Collected data
━━━━━━━━━━━━━━━━
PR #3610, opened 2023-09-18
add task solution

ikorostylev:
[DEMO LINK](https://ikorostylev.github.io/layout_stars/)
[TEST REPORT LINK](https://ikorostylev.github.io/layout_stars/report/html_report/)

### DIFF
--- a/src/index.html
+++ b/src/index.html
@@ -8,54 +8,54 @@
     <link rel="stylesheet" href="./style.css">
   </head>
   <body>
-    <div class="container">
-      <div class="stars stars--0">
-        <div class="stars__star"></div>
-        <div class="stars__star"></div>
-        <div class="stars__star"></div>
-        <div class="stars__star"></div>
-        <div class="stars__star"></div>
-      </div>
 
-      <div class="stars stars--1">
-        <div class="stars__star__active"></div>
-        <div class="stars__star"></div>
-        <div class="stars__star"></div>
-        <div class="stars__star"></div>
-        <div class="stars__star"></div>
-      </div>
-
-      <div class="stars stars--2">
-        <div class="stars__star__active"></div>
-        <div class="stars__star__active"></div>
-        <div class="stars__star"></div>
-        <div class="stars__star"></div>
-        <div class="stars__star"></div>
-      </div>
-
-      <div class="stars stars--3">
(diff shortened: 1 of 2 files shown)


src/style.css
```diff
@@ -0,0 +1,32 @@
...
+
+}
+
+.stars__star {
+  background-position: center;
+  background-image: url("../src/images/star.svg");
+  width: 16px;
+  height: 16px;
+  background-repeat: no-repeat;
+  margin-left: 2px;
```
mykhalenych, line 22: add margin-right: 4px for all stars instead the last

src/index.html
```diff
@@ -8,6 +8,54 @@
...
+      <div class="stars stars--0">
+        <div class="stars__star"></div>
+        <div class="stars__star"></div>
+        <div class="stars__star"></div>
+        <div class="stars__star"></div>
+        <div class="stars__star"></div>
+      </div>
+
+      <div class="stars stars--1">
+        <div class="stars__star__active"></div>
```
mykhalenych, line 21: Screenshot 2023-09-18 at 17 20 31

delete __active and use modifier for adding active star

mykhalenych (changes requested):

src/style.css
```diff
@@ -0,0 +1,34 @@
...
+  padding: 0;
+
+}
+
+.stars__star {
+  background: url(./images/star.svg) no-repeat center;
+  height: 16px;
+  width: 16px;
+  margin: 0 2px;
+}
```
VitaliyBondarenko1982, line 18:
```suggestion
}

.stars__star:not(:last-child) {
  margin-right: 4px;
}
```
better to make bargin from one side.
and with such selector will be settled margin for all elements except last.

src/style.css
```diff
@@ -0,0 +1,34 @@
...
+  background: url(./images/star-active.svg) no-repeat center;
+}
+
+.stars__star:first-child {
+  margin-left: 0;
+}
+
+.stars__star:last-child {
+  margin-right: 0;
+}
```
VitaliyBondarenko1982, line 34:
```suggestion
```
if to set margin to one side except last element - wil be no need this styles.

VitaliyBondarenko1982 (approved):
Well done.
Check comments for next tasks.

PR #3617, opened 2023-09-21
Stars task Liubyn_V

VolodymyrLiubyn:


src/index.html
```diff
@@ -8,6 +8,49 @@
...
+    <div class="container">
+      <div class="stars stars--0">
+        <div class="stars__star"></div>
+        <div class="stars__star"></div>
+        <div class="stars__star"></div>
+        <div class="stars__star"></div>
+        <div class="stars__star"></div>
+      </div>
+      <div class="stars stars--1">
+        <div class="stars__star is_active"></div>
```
━━━━━━━━━━━━━━━━
Work task: Copy every record above verbatim and in full.

Task solution:
PR #3610, opened 2023-09-18
add task solution

ikorostylev:
[DEMO LINK](https://ikorostylev.github.io/layout_stars/)
[TEST REPORT LINK](https://ikorostylev.github.io/layout_stars/report/html_report/)

### DIFF
--- a/src/index.html
+++ b/src/index.html
@@ -8,54 +8,54 @@
     <link rel="stylesheet" href="./style.css">
   </head>
   <body>
-    <div class="container">
-      <div class="stars stars--0">
-        <div class="stars__star"></div>
-        <div class="stars__star"></div>
-        <div class="stars__star"></div>
-        <div class="stars__star"></div>
-        <div class="stars__star"></div>
-      </div>
 
-      <div class="stars stars--1">
-        <div class="stars__star__active"></div>
-        <div class="stars__star"></div>
-        <div class="stars__star"></div>
-        <div class="stars__star"></div>
-        <div class="stars__star"></div>
-      </div>
-
-      <div class="stars stars--2">
-        <div class="stars__star__active"></div>
-        <div class="stars__star__active"></div>
-        <div class="stars__star"></div>
-        <div class="stars__star"></div>
-        <div class="stars__star"></div>
-      </div>
-
-      <div class="stars stars--3">
(diff shortened: 1 of 2 files shown)


src/style.css
```diff
@@ -0,0 +1,32 @@
...
+
+}
+
+.stars__star {
+  background-position: center;
+  background-image: url("../src/images/star.svg");
+  width: 16px;
+  height: 16px;
+  background-repeat: no-repeat;
+  margin-left: 2px;
```
mykhalenych, line 22: add margin-right: 4px for all stars instead the last

src/index.html
```diff
@@ -8,6 +8,54 @@
...
+      <div class="stars stars--0">
+        <div class="stars__star"></div>
+        <div class="stars__star"></div>
+        <div class="stars__star"></div>
+        <div class="stars__star"></div>
+        <div class="stars__star"></div>
+      </div>
+
+      <div class="stars stars--1">
+        <div class="stars__star__active"></div>
```
mykhalenych, line 21: Screenshot 2023-09-18 at 17 20 31

delete __active and use modifier for adding active star

mykhalenych (changes requested):

src/style.css
```diff
@@ -0,0 +1,34 @@
...
+  padding: 0;
+
+}
+
+.stars__star {
+  background: url(./images/star.svg) no-repeat center;
+  height: 16px;
+  width: 16px;
+  margin: 0 2px;
+}
```
VitaliyBondarenko1982, line 18:
```suggestion
}

.stars__star:not(:last-child) {
  margin-right: 4px;
}
```
better to make bargin from one side.
and with such selector will be settled margin for all elements except last.

src/style.css
```diff
@@ -0,0 +1,34 @@
...
+  background: url(./images/star-active.svg) no-repeat center;
+}
+
+.stars__star:first-child {
+  margin-left: 0;
+}
+
+.stars__star:last-child {
+  margin-right: 0;
+}
```
VitaliyBondarenko1982, line 34:
```suggestion
```
if to set margin to one side except last element - wil be no need this styles.

VitaliyBondarenko1982 (approved):
Well done.
Check comments for next tasks.

PR #3617, opened 2023-09-21
Stars task Liubyn_V

VolodymyrLiubyn:


src/index.html
```diff
@@ -8,6 +8,49 @@
...
+    <div class="container">
+      <div class="stars stars--0">
+        <div class="stars__star"></div>
+        <div class="stars__star"></div>
+        <div class="stars__star"></div>
+        <div class="stars__star"></div>
+        <div class="stars__star"></div>
+      </div>
+      <div class="stars stars--1">
+        <div class="stars__star is_active"></div>
```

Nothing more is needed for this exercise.